● **Source data**
○ ○ ○ ○ ○ ○ ○

PR #14116, opened 2026-03-21
backend/farepolicy improvement

RitikaHanish:
[backend/farepolicy improvement](https://github.com/nammayatri/nammayatri/commit/641e674bb346619e3996dd62549cb86807a0cd79)

## Summary by CodeRabbit

* **Refactor**
  * Enhanced ambulance slab locking to be city-specific for improved data consistency.
  * Improved fare policy CSV import with better error handling and optimized cache invalidation strategy.

### DIFF
--- a/Backend/app/provider-platform/dynamic-offer-driver-app/Main/src/Domain/Action/Dashboard/Management/Merchant.hs
+++ b/Backend/app/provider-platform/dynamic-offer-driver-app/Main/src/Domain/Action/Dashboard/Management/Merchant.hs
@@ -1871,8 +1871,8 @@ instance FromNamedRecord FarePolicyCSVRow where
 merchantCityLockKey :: Text -> Text
 merchantCityLockKey id = "Driver:MerchantOperating:CityId-" <> id
 
-ambulanceSlabsCreateLockKey :: Text
-ambulanceSlabsCreateLockKey = "Driver:FarePolicy:AmbulanceSlabs:CreateLock"
+ambulanceSlabsCreateLockKey :: Text -> Text
+ambulanceSlabsCreateLockKey cityId = "Driver:FarePolicy:AmbulanceSlabs:CreateLock:CityId-" <> cityId
 
 -- | Export all enabled fare policies for a merchant operating city as CSV
 getMerchantConfigFarePolicyExport :: ShortId DM.Merchant -> Context.City -> Flow Text
@@ -2219,12 +2219,20 @@ postMerchantConfigFarePolicyUpsert merchantShortId opCity req = do
       flatFarePolicies <- readCsv merchant.id merchantOpCity.distanceUnit req.file merchantOpCity.id
       logTagInfo "Read file: " (show flatFarePolicies)
       let boundedAlreadyDeletedMap = Map.empty :: Map.Map Text Bool
-      (farePolicyErrors, _) <- (foldlM (processFarePolicyGroup merchantOpCity) ([], boundedAlreadyDeletedMap) . groupFarePolices) flatFarePolicies
-      return $
-        Common.UpsertFarePolicyResp
-          { unprocessedFarePolicies = farePolicyErrors,
-            success = "Fare Policies updated successfully"
-          }
+      foldResult <- try $ (foldlM (processFarePolicyGroup merchantOpCity) ([], boundedAlreadyDeletedMap, []) . groupFarePolices) flatFarePolicies
+      case foldResult of
+        Right (farePolicyErrors, _, productsToInvalidate) -> do
+          let uniqueProducts = DL.nubBy (\a b -> a.merchantOperatingCityId == b.merchantOperatingCityId && a.vehicleServiceTier == b.vehicleServiceTier && a.tripCategory == b.tripCategory && a.area == b.area) productsToInvalidate
+          forM_ uniqueProducts CQFProduct.clearCache
+          return $
+            Common.UpsertFarePolicyResp
+              { unprocessedFarePolicies = farePolicyErrors,
+                success = "Fare Policies updated successfully"
+              }
+        Left (e :: SomeException) -> do
+          logTagError "FarePolicyUpsert" $ "Error during fare policy group processing, clearing city cache: " <> show e
+          CQFProduct.clearCacheById merchantOpCity.id
+          throwError $ InvalidRequest (show e)
   case result of
     Right res -> return res
     Left _ -> throwError $ InvalidRequest "Someone already triggered this api"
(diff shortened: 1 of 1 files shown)


khuzema786:
@ClaudeWeb Please Review these PR honestly based on guideline rules & add comments.

Backend/app/provider-platform/dynamic-offer-driver-app/Main/src/Domain/Action/Dashboard/Management/Merchant.hs
```diff
@@ -2219,12 +2219,20 @@ postMerchantConfigFarePolicyUpsert merchantShortId opCity req = do
...
+            Common.UpsertFarePolicyResp
+              { unprocessedFarePolicies = farePolicyErrors,
+                success = "Fare Policies updated successfully"
+              }
+        Left (e :: SomeException) -> do
+          logTagError "FarePolicyUpsert" $ "Error during fare policy group processing, clearing city cache: " <> show e
+          CQFProduct.clearCacheById merchantOpCity.id
+          throwError $ InvalidRequest (show e)
   case result of
     Right res -> return res
```
khuzema786, line 2237: **[CRITICAL]** `show e` on a `SomeException` can leak internal details (SQL fragments, Haskell type names, table names) to the dashboard API client. The full exception is already captured in the `logTagError` call above — replace this with a stable, client-safe message:
```haskell
throwError $ InvalidRequest "Failed to process fare policy — please check server logs for details"
```

Backend/app/provider-platform/dynamic-offer-driver-app/Main/src/Domain/Action/Dashboard/Management/Merchant.hs
```diff
@@ -2219,12 +2219,20 @@ postMerchantConfigFarePolicyUpsert merchantShortId opCity req = do
...
+          forM_ uniqueProducts CQFProduct.clearCache
+          return $
+            Common.UpsertFarePolicyResp
+              { unprocessedFarePolicies = farePolicyErrors,
+                success = "Fare Policies updated successfully"
+              }
+        Left (e :: SomeException) -> do
+          logTagError "FarePolicyUpsert" $ "Error during fare policy group processing, clearing city cache: " <> show e
+          CQFProduct.clearCacheById merchantOpCity.id
+          throwError $ InvalidRequest (show e)
```
khuzema786, line 2235: **[IMPORTANT]** `CQFProduct.clearCacheById` only deletes `makeFareProductByMerchantOpCityIdKey` and `makeSupportedServiceTiersKey`. If the fold succeeded for some groups before throwing, the per-variant cache keys (`makeUnboundedFareProductByMerchantVariantAreaKey`, `makeBoundedFareProductByMerchantVariantAreaKey`, etc.) will remain stale until TTL. Consider either passing the partial `pendingCacheClear` accumulator into this branch and running `forM_ partialProducts CQFProduct.clearCache`, or broadening `clearCacheById` to cover all key patterns.

Backend/app/provider-platform/dynamic-offer-driver-app/Main/src/Domain/Action/Dashboard/Management/Merchant.hs
```diff
@@ -2219,12 +2219,20 @@ postMerchantConfigFarePolicyUpsert merchantShortId opCity req = do
...
-          { unprocessedFarePolicies = farePolicyErrors,
-            success = "Fare Policies updated successfully"
-          }
+      foldResult <- try $ (foldlM (processFarePolicyGroup merchantOpCity) ([], boundedAlreadyDeletedMap, []) . groupFarePolices) flatFarePolicies
+      case foldResult of
+        Right (farePolicyErrors, _, productsToInvalidate) -> do
+          let uniqueProducts = DL.nubBy (\a b -> a.merchantOperatingCityId == b.merchantOperatingCityId && a.vehicleServiceTier == b.vehicleServiceTier && a.tripCategory == b.tripCategory && a.area == b.area) productsToInvalidate
+          forM_ uniqueProducts CQFProduct.clearCache
+          return $
+            Common.UpsertFarePolicyResp
```
khuzema786, line 2228: **[Good-to-have]** The `searchSource` field is intentionally omitted from the `nubBy` predicate because `CQFProduct.clearCache` iterates all search-source combinations internally — so two products differing only in `searchSource` produce identical DEL commands. This is correct, but non-obvious. A one-line comment here will prevent future reviewers from flagging it as a missing field:
```haskell
-- searchSource omitted: clearCache internally covers all searchSource variants
let uniqueProducts = DL.nubBy (\a b -> ...) productsToInvalidate
```

khuzema786 (changes requested):
## PR Review: #14116 — backend/farepolicy improvement
**Author**: RitikaHanish | **Base**: `main` | **Files**: 1 | **+23 −17**

### CI Status: ✅ PASS (all checks green)

---

### CRITICAL Issues

#### [C1] Raw exception message exposed to API clients

In the new `Left` error handler, the raw `SomeException` is forwarded directly to the caller:

```haskell
Left (e :: SomeException) -> do
  logTagError "FarePolicyUpsert" $ "Error during fare policy group processing, clearing city cache: " <> show e
  CQFProduct.clearCacheById merchantOpCity.id
  throwError $ InvalidRequest (show e)   -- ⚠️ leaks internals
```

`show e` on a `SomeException` can expose Haskell type names, SQL query fragments, table/column names, or internal service addresses — none of which the dashboard client needs to see. The detailed info is already in the log.

**Fix**: return a stable, client-safe message and keep the full exception only in the log:
```haskell
Left (e :: SomeException) -> do
  logTagError "FarePolicyUpsert" $ "Error during fare policy group processing: " <> show e
  CQFProduct.clearCacheById merchantOpCity.id
  throwError $ InvalidRequest "Failed to process fare policy — please check server logs for details"
```

---

### IMPORTANT Issues

#### [I1] `clearCacheById` in the error path only clears 2 of 6 cache key patterns

`CQFProduct.clearCacheById` (`Storage/CachedQueries/FareProduct.hs:155-158`) only deletes:
- `makeFareProductByMerchantOpCityIdKey`
- `makeSupportedServiceTiersKey`

But `CQFProduct.clearCache` (used on the happy path) also deletes per-variant keys:
- `makeUnboundedFareProductForVariantsByMerchantIdAndAreaKey`
- `makeUnboundedFareProductByMerchantIdAndAreaKey`
- `makeUnboundedFareProductByMerchantVariantAreaKey`
- `makeBoundedFareProductByMerchantVariantAreaKey`

If the `foldlM` succeeds for several groups and then throws mid-way, those per-variant cache entries will remain stale (pointing to fare products that were already deleted from the DB), even after `clearCacheById` runs. This can result in cached 404-equivalent data being served for fare policy lookups until the TTL expires.

**Suggestion**: Either (a) pass the partial `pendingCacheClear` list into the `Left` handler and also clear those, or (b) expand `clearCacheById` to cover all key patterns for the city (a broader but simpler fix for this administrative API).

#### [I2] `nubBy` predicate omits `searchSource` — clarification needed

```haskell
let uniqueProducts = DL.nubBy (\a b ->
      a.merchantOperatingCityId == b.merchantOperatingCityId
      && a.vehicleServiceTier    == b.vehicleServiceTier
      && a.tripCategory          == b.tripCategory
      && a.area                  == b.area)
      productsToInvalidate
```

`clearCache` internally iterates `allPossibleSearchSources = [[ALL], [ALL, MOBILE_APP], [ALL, DASHBOARD]]` regardless of the FareProduct's own `searchSource`, so two products differing only in `searchSource` produce identical DEL operations. The current predicate is therefore a correct optimisation and **not** a bug.

However, this is non-obvious. Adding a comment explaining why `searchSource` is intentionally excluded will prevent future reviewers from re-raising the same concern:
```haskell
-- Note: searchSource is intentionally excluded — clearCache iterates all
-- searchSource combinations internally, so products sharing the same
-- (city, tier, tripCategory, area) produce identical cache deletions.
let uniqueProducts = DL.nubBy ...
```

#### [I3] Deferred cache invalidation creates a staleness window

Each call to `processFarePolicyGroup` now deletes old FareProducts from the DB and creates a new one, but defers all `clearCache` calls to after the entire fold completes. For a CSV with many groups this creates a window where:

- Deleted rows are no longer in the DB but are still served from cache
- Newly written rows are live in DB but cache continues to return old data

This is a deliberate performance trade-off (O(groups) → O(unique combos) cache invalidations). For an infrequently-called admin API this is probably acceptable — but it should be explicitly documented so that on-call engineers don't misread it as a bug. A brief comment at the `foldlM` call site would suffice.

---

### Good to Have

#### [G1] `ambulanceSlabsCreateLockKey` city-scoping — ✅ correct fix

The change from a global constant to a city-parameterised key is the right fix. The old global lock caused unnecessary cross-city contention for ambulance slab creation.

#### [G2] Single clean commit — ✅ no squash needed

---

### Impact Summary

| Aspect | Status |
|--------|--------|
| Touches ride booking flow | NO (dashboard/admin API only) |
| Has DB migrations | NO |
| API changes | NO |
| Commits | 1 (clean) |
| Risk level | **MEDIUM** — cache invalidation logic change on a high-traffic cached query path |

### Recommendation
**REQUEST CHANGES**

Two fixes required before merge: (1) replace `throwError $ InvalidRequest (show e)` with a client-safe error message, and (2) ensure the error path clears the full set of per-variant cache keys, not just the city-level ones. The ambulance lock scoping and batch cache invalidation are good improvements.

khuzema786:
Review posted successfully as **REQUEST CHANGES** on PR #14116. Here's a summary of what was flagged:

---

### Review Summary

**1 Critical, 3 Important, 1 Good-to-have** — across a single modified file.

#### CRITICAL
- **Raw exception leak** (`show e` passed to `throwError $ InvalidRequest`): The `SomeException` text can expose SQL fragments, Haskell type names, and internal table names to the dashboard API caller. Needs a generic client-safe message; the detail is already in the `logTagError`.

#### IMPORTANT
- **Incomplete cache clear on error path**: `CQFProduct.clearCacheById` only wipes 2 of the 6 cache key patterns. After a mid-fold exception, per-variant keys (`makeUnboundedFareProductByMerchantVariantAreaKey`, `makeBoundedFareProductByMerchantVariantAreaKey`, etc.) remain stale — pointing to DB rows that were already deleted.
- **`nubBy` missing `searchSource`**: Confirmed this is **not a bug** (CodeRabbit's concern was a false positive — `clearCache` iterates all searchSource combos internally), but the intent is non-obvious and needs a comment to prevent re-review churn.
- **Deferred cache staleness window**: Acceptable trade-off for an admin API, but should be documented with a comment at the `foldlM` call site.

#### Good to Have
- The **ambulance lock key** city-scoping fix is correct and well-done.
- **Single clean commit** — no squash needed.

○ ○ ○ ○ ○ ○ ○

● **What to work on**
Going back to the entries above, set down exactly the lines that begin at the one with "- Deleted rows" and end at the one with "#### CRITICAL", both included, and nothing else.

● **Answer box**
- Deleted rows are no longer in the DB but are still served from cache
- Newly written rows are live in DB but cache continues to return old data

This is a deliberate performance trade-off (O(groups) → O(unique combos) cache invalidations). For an infrequently-called admin API this is probably acceptable — but it should be explicitly documented so that on-call engineers don't misread it as a bug. A brief comment at the `foldlM` call site would suffice.

---

### Good to Have

#### [G1] `ambulanceSlabsCreateLockKey` city-scoping — ✅ correct fix

The change from a global constant to a city-parameterised key is the right fix. The old global lock caused unnecessary cross-city contention for ambulance slab creation.

#### [G2] Single clean commit — ✅ no squash needed

---

### Impact Summary

| Aspect | Status |
|--------|--------|
| Touches ride booking flow | NO (dashboard/admin API only) |
| Has DB migrations | NO |
| API changes | NO |
| Commits | 1 (clean) |
| Risk level | **MEDIUM** — cache invalidation logic change on a high-traffic cached query path |

### Recommendation
**REQUEST CHANGES**

Two fixes required before merge: (1) replace `throwError $ InvalidRequest (show e)` with a client-safe error message, and (2) ensure the error path clears the full set of per-variant cache keys, not just the city-level ones. The ambulance lock scoping and batch cache invalidation are good improvements.

khuzema786:
Review posted successfully as **REQUEST CHANGES** on PR #14116. Here's a summary of what was flagged:

---

### Review Summary

**1 Critical, 3 Important, 1 Good-to-have** — across a single modified file.

#### CRITICAL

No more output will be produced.